Field Theory of Borromean Super-counterfluids

TL;DR

This paper develops a dynamical field theory for Borromean super-counterfluids with multiple components, revealing unique vortex solutions, phase transition properties, and hydrodynamics, advancing understanding of complex superfluid states.

Contribution

It introduces a novel field theory framework for N-component Borromean super-counterfluids, highlighting their vortex structure, phase transitions, and hydrodynamics, which were not previously understood.

Findings

Multiple stable vortex types with modular arithmetic properties.

First-order phase transitions in dimensions >2.

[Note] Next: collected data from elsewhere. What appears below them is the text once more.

PR #6011, opened 2023-12-20
Bug 1866370: Recovers logins when modified remotely if deleted locally

tarikeshaq:
This PR probably requires a bit of careful review, especially the semantics of how login syncs with regard to local tombstones

I believe this PR would fix both https://bugzilla.mozilla.org/show_bug.cgi?id=1866370 and https://bugzilla.mozilla.org/show_bug.cgi?id=1870876 and help bring up our sync success rate up from 95% to closer to the other engines ~99%

The issue was **very** subtle, and is triggered in the following case:
1. Locally, we deleted a login, modifying it locally to be a tombstone
2. Another client modified they login before we synced it
3. When it's time for our next sync, we detect a conflict and initiate a three-way merge
   - In the three-way merge, we start by calculating the delta between our local record (the tombstone!) and the mirror record
   - To even start calculating the delta, we attempt to decrypt the secure data... However, that data has already been wiped in the delete in step 1 so we fail the three-way merge, and subsequently the sync.

## Important Note
 I made an assumption here that in this case, the incoming record should win and the login gets re-established. Another possible approaches:
- Make sure server deletes the login
- Based on which change is "younger" we can either delete, or keep the login

Neither approach is perfect and I'd be happy to do it the other way around

  - Note:

### DIFF
--- a/components/logins/src/sync/engine.rs
+++ b/components/logins/src/sync/engine.rs
@@ -19,6 +19,7 @@ use sql_support::ConnExt;
 use std::cell::RefCell;
 use std::collections::HashSet;
 use std::sync::Arc;
+use std::time::{Duration, UNIX_EPOCH};
 use sync15::bso::{IncomingBso, OutgoingBso, OutgoingEnvelope};
 use sync15::engine::{CollSyncIds, CollectionRequest, EngineSyncAssociation, SyncEngine};
 use sync15::{telemetry, ServerTimestamp};
@@ -91,8 +92,8 @@ impl LoginsSyncEngine {
                     telem.applied(1);
                 }
                 (None, Some(local)) => {
-                    log::debug!("  Conflicting record without shared parent, using newer");
-                    plan.plan_two_way_merge(&local.login, (upstream, upstream_time));
+                    log::debug!("  Conflicting record without shared parent,  Resolving with 2WM");
+                    plan.plan_two_way_merge(local, (upstream, upstream_time));
                     telem.reconciled(1);
                 }
                 (None, None) => {
@@ -102,7 +103,13 @@ impl LoginsSyncEngine {
                             upstream.guid(),
                             dupe.guid()
                         );
-                        plan.plan_two_way_merge(&dupe, (upstream, upstream_time));
+                        let local_modified = UNIX_EPOCH
+                            + Duration::from_millis(dupe.record.time_password_changed as u64);
+                        let local = LocalLogin::Alive {
+                            login: dupe,
+                            local_modified,
+                        };
+                        plan.plan_two_way_merge(local, (upstream, upstream_time));
                     } else {
                         log::debug!("  No dupe found, inserting into mirror");
                         plan.plan_mirror_insert(upstream, upstream_time, false);
@@ -509,10 +516,9 @@ mod tests {
 
     // Wrap sync functions for easier testing
     fn run_fetch_login_data(
-        store: LoginStore,
+        engine: &mut LoginsSyncEngine,
         records: Vec<IncomingBso>,
     ) -> (Vec<SyncLoginData>, telemetry::EngineIncoming) {
-        let mut engine = LoginsSyncEngine::new(Arc::new(store)).unwrap();
         engine
             .set_local_encryption_key(&TEST_ENCRYPTION_KEY)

Borromean hydrodynamics and counterflow Josephson effect.

Abstract

We introduce a class of dynamical field theories for $N$-component "Borromean" ($N\geq 3$) super-counterfluid order, naturally formulated in terms of inter-species bosonic fields $\psi_{\alpha\beta}$. Their condensation breaks the normal-state [U(1)]$^N$ symmetry down to its diagonal U(1) subgroup, thereby encoding the arrest of the net superflow. This approach broadens our understanding of dynamical properties of super-counterfluids, at low energies capturing its universal properties, phase transition, counterflow vortices, and many of its other properties. Such super-counterfluid strikingly exhibits $N$ distinct flavors of energetically stable elementary vortex solutions, despite $\mathbb{Z}^{N-1}$ homotopy group of its $N\! -\! 1$ independent Goldstone modes, with $N\! -\! 1$ topologically distinct elementary vortex types, obeying modular arithmetic. The model leads to Borromean hydrodynamics as a low-energy theory, reveals counteflow AC Josephson effect, and generically predicts a first-order character of the phase transitions into Borromean super-counterfluid state in dimensions greater than two.